Opinions are conflicting regarding the carcinogenicity of phenylbutazone in animals; no evidence indicates it causes cancer in humans at therapeutic doses. Maekawa et al. (1987) found no increased cancer incidence in DONRYU rats fed a diet containing 0.125% or 0.25% phenylbutazone over two years. On the other hand, Kari et al. (1995) found a rare type of kidney cancer in rats (13 of 100) and an increased rate of liver cancer in male rats fed 150 and 300 mg/kg body weight of phenylbutazone for two years. Tennant (1993) listed phenylbutazone as a non-mutagenic carcinogen. Kirkland and Fowler (2010) acknowledged that, while phenylbutazone is not predicted to be a mutagen by computer software that simulates the chemicals interaction with DNA, one laboratory study indicated phenylbutazone subtly altered the structure of chromosomes of bone marrow cells of mice. Kirkland and Fowler (2010) furthermore explained that the theoretical carcinogenic effects of phenylbutazone in humans cannot be studied because patients prescribed the drug were given doses far below the level any effect may become apparent (<1 mM). The World Health Organization's International Agency For Research On Cancer (IARC) stated in 1987 that there was inadequate evidence for a carcinogenic effect in humans.

== Interactions ==

Other anti-inflammatory drugs that tend to cause GI ulcers, such as corticosteroids and other NSAIDs, can potentiate the bleeding risk. Combination with anticoagulant drugs, particularly coumarin derivatives, also increases the risk of bleeding. Avoid combining with other hepatotoxic drugs.

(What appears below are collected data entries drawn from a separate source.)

Issue #113, opened 2014-04-24
LINQ queries that compare related entities should compare based on their keys


Eilon:
I chatted with @divega and he suggested I log a bug. He thinks this may have worked in LINQ to SQL, but perhaps not in EF.

I have two related entities, for example, a photo gallery that contains many photos. In one part of my app I want to write this kind of query:
`_db.Photos.Where(p => p.Gallery == gallery)`
But apparently the gallery "instance" comparison doesn't work. I have to compare based on the PK value:
`_db.Photos.Where(p => p.GalleryId == galleryId)`

I'm not sure I'd say this is "hugely" important, but part of me had an expectation that this would work.

divega:
Just to add more details based on the discussion on #3141: In EF6 we did not support comparing an in-memory entity instance against an expression representing an entity in the database but we did have some support for a few patterns for comparing entities in the database, e.g. joins in grouping on an entity would in some cases work and the translation would expand the comparison between entities into a comparison of all the individual columns that were part of the entity. 

In the future in EF7.x we should consider supporting those scenarios as well, but when we do it we should consider translating comparisons between entities into comparisons between their keys.

PR #5019, opened 2016-04-08
Query: Implements entity equality comparison translation. Entity equa…

anpete:
…lity comparisons are transformed into entity key comparisons.

### DIFF
--- a/src/Microsoft.EntityFrameworkCore.Relational/Query/ExpressionVisitors/SqlTranslatingExpressionVisitor.cs
+++ b/src/Microsoft.EntityFrameworkCore.Relational/Query/ExpressionVisitors/SqlTranslatingExpressionVisitor.cs
@@ -23,6 +23,17 @@ namespace Microsoft.EntityFrameworkCore.Query.ExpressionVisitors
 {
     public class SqlTranslatingExpressionVisitor : ThrowingExpressionVisitor
     {
+        private static readonly Dictionary<ExpressionType, ExpressionType> _inverseOperatorMap 
+            = new Dictionary<ExpressionType, ExpressionType>
+        {
+            { ExpressionType.LessThan, ExpressionType.GreaterThanOrEqual },
+            { ExpressionType.LessThanOrEqual, ExpressionType.GreaterThan },
+            { ExpressionType.GreaterThan, ExpressionType.LessThanOrEqual },
+            { ExpressionType.GreaterThanOrEqual, ExpressionType.LessThan },
+            { ExpressionType.Equal, ExpressionType.NotEqual },
+            { ExpressionType.NotEqual, ExpressionType.Equal }
+        };
+
         private readonly IRelationalAnnotationProvider _relationalAnnotationProvider;
         private readonly IExpressionFragmentTranslator _compositeExpressionFragmentTranslator;
         private readonly IMethodCallTranslator _methodCallTranslator;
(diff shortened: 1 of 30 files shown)


divega:
This is great! BTW you can resolve #113 with it.

Curious (because I couldn't find tests, sorry if I am missing something), do we now support:
- Comparing two entities from the database, e.g. joining on a nav prop?
- Grouping on an entity? (I know we won't translate it but I thought in memory it could work)

anpete:
@divega Comparing nav props was already largely handled by nav rewriting. There may be some DRY'ing up we need to do here (cc @maumar)

Client grouping already works as L2O - unless there is something more specific you had in mind?

src/Microsoft.EntityFrameworkCore.Relational/Query/ExpressionVisitors/SqlTranslatingExpressionVisitor.cs
```diff
@@ -333,8 +334,14 @@ private Expression ProcessComparisonExpression(BinaryExpression binaryExpression
...
                 = TransformNullComparison(leftExpression, rightExpression, binaryExpression.NodeType);
 
-            return nullExpression
-                   ?? Expression.MakeBinary(binaryExpression.NodeType, leftExpression, rightExpression);
+            if (nullExpression != null)
+            {
+                return nullExpression;
+            }
+
+            return leftExpression.Type == rightExpression.Type
```
maumar: should we compensate for nullability difference etc?

src/Microsoft.EntityFrameworkCore/Query/ExpressionVisitors/Internal/EntityEqualityRewritingExpressionVisitor.cs
```diff
@@ -0,0 +1,116 @@
...
+            Check.NotNull(queryModel, nameof(queryModel));
+
+            queryModel.TransformExpressions(Visit);
+        }
+
+        protected override Expression VisitBinary(BinaryExpression binaryExpression)
+        {
+            Check.NotNull(binaryExpression, nameof(binaryExpression));
+
+            var newExpression = base.VisitBinary(binaryExpression);
```
maumar: why is it done this way rather than

if (newExpression.NodeType == ExpressionType.Equal
                || newExpression.NodeType == ExpressionType.NotEqual)
{
  var newLeft = Visit(binaryExpression.Left);
  var newRight = Visit(binaryExpression.Right);
...
}

This seems to be the pattern we usually follow in those cases. Is there a situation where base visitor changes the NodeType of the expression?

test/Microsoft.EntityFrameworkCore.InMemory.FunctionalTests/QueryNavigationsInMemoryTest.cs
```diff
@@ -7,7 +7,7 @@ namespace Microsoft.EntityFrameworkCore.InMemory.FunctionalTests
 {
     public class QueryNavigationsInMemoryTest : QueryNavigationsTestBase<NorthwindQueryInMemoryFixture>
     {
-        public QueryNavigationsInMemoryTest(NorthwindQueryInMemoryFixture fixture)
+       public QueryNavigationsInMemoryTest(NorthwindQueryInMemoryFixture fixture)
```
maumar: nit: missing space before ctor definition

divega:
> Client grouping already works as L2O - unless there is something more specific you had in mind?

If I understand correctly and we perform reference equality and we never return duplicates within the same query this should be enough. Thanks.

test/Microsoft.EntityFrameworkCore.SqlServer.FunctionalTests/GearsOfWarQuerySqlServerTest.cs
```diff
@@ -10,6 +10,17 @@ namespace Microsoft.EntityFrameworkCore.SqlServer.FunctionalTests
 {
     public class GearsOfWarQuerySqlServerTest : GearsOfWarQueryTestBase<SqlServerTestStore, GearsOfWarQuerySqlServerFixture>
     {
+        public override void Entity_equality_empty()
```
maumar: also worth adding test with optional navigation to verify that we properly compensate for the nullability change

anpete: Added. Disabled for now as I found #5043

anpete:
@maumar New version up.

maumar:
:shipit:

Phenylbutazone may affect blood levels and duration of action of phenytoin, valproic acid, sulfonamides, sulfonylurea antidiabetic agents, barbiturates, promethazine, rifampicin, chlorpheniramine, diphenhydramine, and penicillin G.

==Overdose==
Overdoses of phenylbutazone can cause kidney failure, liver injury, bone marrow suppression, and gastric ulceration or perforation. Early signs of toxicity include loss of appetite, and depression.

==Chemistry==
Phenylbutazone is a crystalline substance. It is obtained by condensation of diethyl n-butylmalonate with hydrazobenzene in the presence of base. In effect, this represents the formation of the heterocyclic system by simple lactamization.

Hydrazobenzene
Diethyl n-butylmalonate

Oxyphenbutazone, the major metabolite of phenylbutazone, differs only in the para location of one of its phenyl groups, where a hydrogen atom is replaced by a hydroxyl group (making it 4-butyl-1-(4-hydroxyphenyl)-2-phenyl-3,5-pyrazolidinedione).